Report of main proceedings for 16 November 2006

Nairobi Climate Change Conference – November 2006

On Thursday, the joint COP and COP/MOP high-level segment continued with over 50 statements from ministers and heads of delegation. The second workshop of the “Dialogue on long-term cooperative action to address climate change by enhancing implementation of the Convention” also continued. Informal consultations and contact groups took place on issues such as the CDM, review of the Protocol (Article 9), the Russian proposal, and the Belarus proposal. Finally, an informal ministerial meeting was held late Thursday night to consider a number of these outstanding issues.


COUNTRY STATEMENTS: Parties reflected on various topics, including post-2012 issues, adaptation, CDM, forestry and financing.

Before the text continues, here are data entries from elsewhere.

PR #689, opened 2024-02-02
fix: use sx prop passed when there is an src

spaenleh:
In this PR:
- use the `sx` prop passe when displaying the `iconSrc`
- remove deprecated props

### DIFF
--- a/src/icons/ItemIcon.stories.tsx
+++ b/src/icons/ItemIcon.stories.tsx
@@ -1,6 +1,6 @@
 import type { Meta, StoryObj } from '@storybook/react';
 
-import { ItemType, MimeTypes, S3FileItemExtra } from '@graasp/sdk';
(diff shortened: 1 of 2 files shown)


src/icons/ItemIcon.stories.tsx
```diff
@@ -40,63 +44,94 @@ export const Default: Story = {
...
+    type: ItemType.S3_FILE,
+    color: 'red',
+    sx: { fontSize: '3rem' },
     extra: {
       [ItemType.S3_FILE]: {
-        mimetype: MimeTypes.ZIP,
+        name: '',
+        mimetype: MimeTypes.Image.JPEG,
       },
     } as S3FileItemExtra,
```
pyphilia, line 136: Is it to be sure it works with legacy code? Maybe add a comment that we can remove this test later.

pyphilia (approved):

Issue #621, opened 2020-04-03
Assertion failed in ObjectType.BuildConstructors()+MoveNext()


pakrym:
> https://github.com/Azure/azure-rest-api-specs/blob/49fc16354df7211f8392c56884a3437138317d1f/specification/datashare/resource-manager/readme.md

```
  at AutoRest.CSharp.V3.Output.Models.Types.ObjectType.BuildConstructors()+MoveNext() in D:\github\azure\autorest.csharp\src\AutoRest.CSharp.V3\Output\Models\Types\ObjectType.cs:line 172
   at System.Collections.Generic.LargeArrayBuilder`1.AddRange(IEnumerable`1 items)
   at System.Collections.Generic.EnumerableHelpers.ToArray[T](IEnumerable`1 source)
   at System.Linq.Enumerable.ToArray[TSource](IEnumerable`1 source)
   at AutoRest.CSharp.V3.Output.Models.Types.ObjectType.get_Constructors() in D:\github\azure\autorest.csharp\src\AutoRest.CSharp.V3\Output\Models\Types\ObjectType.cs:line 91
   at AutoRest.CSharp.V3.Generation.Writers.ModelWriter.WriteConstructor(CodeWriter writer, ObjectType schema) in D:\github\azure\autorest.csharp\src\AutoRest.CSharp.V3\Generation\Writers\ModelWriter.cs:line 166
   at AutoRest.CSharp.V3.Generation.Writers.ModelWriter.WriteObjectSchema(CodeWriter writer, ObjectType schema) in D:\github\azure\autorest.csharp\src\AutoRest.CSharp.V3\Generation\Writers\ModelWriter.cs:line 76
```

same for 
> https://github.com/Azure/azure-rest-api-specs/blob/49fc16354df7211f8392c56884a3437138317d1f/specification/consumption/resource-manager/readme.md

PR #667, opened 2020-04-16
Handle property that redefines a composed base type property

pakrym:
Fixes: https://github.com/Azure/autorest.csharp/issues/621

Handles the following situation:

```
A { PropA }
B { PropB }
C: A, B // B get's inlined into C
D: C { PropB }
```


src/AutoRest.CSharp.V3/Output/Models/Types/ObjectType.cs
```diff
@@ -361,8 +361,8 @@ private IEnumerable<ObjectTypeProperty> BuildProperties()
             // WORKAROUND: https://github.com/Azure/autorest.modelerfour/issues/261
             var existingProperties = EnumerateHierarchy()
                 .Skip(1)
-                .SelectMany(type => type._objectSchema.Properties)
-                .Select(p => p.Language.Default.Name)
+                .SelectMany(type => type.Properties)
```
pakrym, line 364: Use ObjectType.Properties here because they were already processed and combined to handle multiple inheritance while schemas were not.

PR #669, opened 2020-04-16
Add protected mocking ctors

pakrym:
And rename Storage.Management to it's correct name.


MiYanni:
So, in Track 2, is everything that is management plan in `Azure.Management`?

pakrym:
> So, in Track 2, is everything that is management plane in Azure.Management?

That's that current plan of action that might still change.

MiYanni:
That seems a little confusing... take `Azure.AI.ConitiveServices`. So, a management plane namespace would be `Azure.Managment.AI.CognitiveServices`? It seems like it would be better as `Azure.AI.CognitiveServices.Management`. For Storage, if you want to both create a storage container and then put a blob into it, you need to access 2 different namespaces... :-/

pakrym:
Feel free to start a discussion on this topic in the channel. It's not being decided here.

PR #670, opened 2020-04-17
New tests, object-type and multiple-inheritance

MiYanni:


eng/Generate.ps1
```diff
@@ -44,14 +44,16 @@ $testNames =
...
     'non-string-enum',
+    'object-type',
     'paging',
     'required-optional',
     'url',
+    'url-multi-collectionFormat',
     'validation',
     'xml-service',
-    'xms-error-responses',
-    'url-multi-collectionFormat';
```
MiYanni, line 54: Just fixed the ordering here since I forgot to do that in the xms-error-response PR.

PR #677, opened 2020-04-21
Add customizations doc

pakrym:


readme.md
```diff
@@ -12,6 +11,601 @@
...
+
+## Customizing the generated code
+
+<!-- TOC -->
+
+- [Make a model internal](#make-a-model-internal)
+- [Rename a model class](#rename-a-model-class)
+- [Make model property internal](#make-model-property-internal)
+- [Rename a model property](#rename-a-model-property)
+- [Change a model property type](#change-a-model-property-type)
```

Post-2012 issues: Many parties highlighted the urgency of agreeing on a post-2012 regime, with some stressing it should involve all major emitters, and others underscoring the principle of common but differentiated responsibilities. SWEDEN and JAPAN favored three tracks – the Dialogue, Article 9 and AWG. BRAZIL called for progress on the “two track approach” and said Article 9 calls for “a review, not a revision.” MEXICO expressed willingness to consider participation in the climate change regime in the context of flexibility, stressing programmatic and sectoral approaches. INDIA said several key Annex I countries had failed in their Protocol commitments, and described calls for developing countries to take on emissions commitments post-2012 as “shrill,” “surreal,” and a threat to poverty alleviation efforts. JAPAN supported acknowledging processes outside the UNFCCC, such as the Asia-Pacific Partnership. BELARUS urged resolution of its proposal in Nairobi. UKRAINE expressed concern at “the blocking of the negotiation process on voluntary commitments,” and hoped that Annex I and non-Annex I parties could find a compromise in undertaking obligations. INDONESIA called on Annex I Parties to agree on post-2012 emissions targets in the AWG by 2008. He announced his country’s offer to host COP 13 and COP/MOP 3.

Adaptation: Many developing countries stressed adaptation. TURKEY noted that adaptation to sea-level rise will cost an estimated 6% of its GDP. ZAMBIA suggested that the proposed adaptation expert committee function under SBI, to ensure coherence among various adaptation measures. BURUNDI and BHUTAN urged equitable distribution of adaptation funding, particularly to LDCs.

CDM: Many African countries lamented their “disheartening” share of CDM projects, calling for capacity building and technology transfer, and welcoming the Nairobi Framework. SPAIN announced its €2 million pledge to the UNDP-UNEP initiative aimed at fostering developing countries' access to the CDM. UGANDA described the development of Africa’s first eco-city and appealed for funding to support such initiatives. ICELAND underscored Africa’s renewable energy potential. LIBYA called for inclusion of CCS under the CDM, and NEPAL highlighted small-scale biomass and community forestry CDM projects.

Forestry: Several countries highlighted forests’ contribution to addressing climate change, and positive incentives on deforestation. TANZANIA called for recognition of the environmental services provided by forests, and COSTA RICA said activities to prevent deforestation should be eligible for financial compensation. BOLIVIA drew attention to indigenous communities as true guardians of natural resources.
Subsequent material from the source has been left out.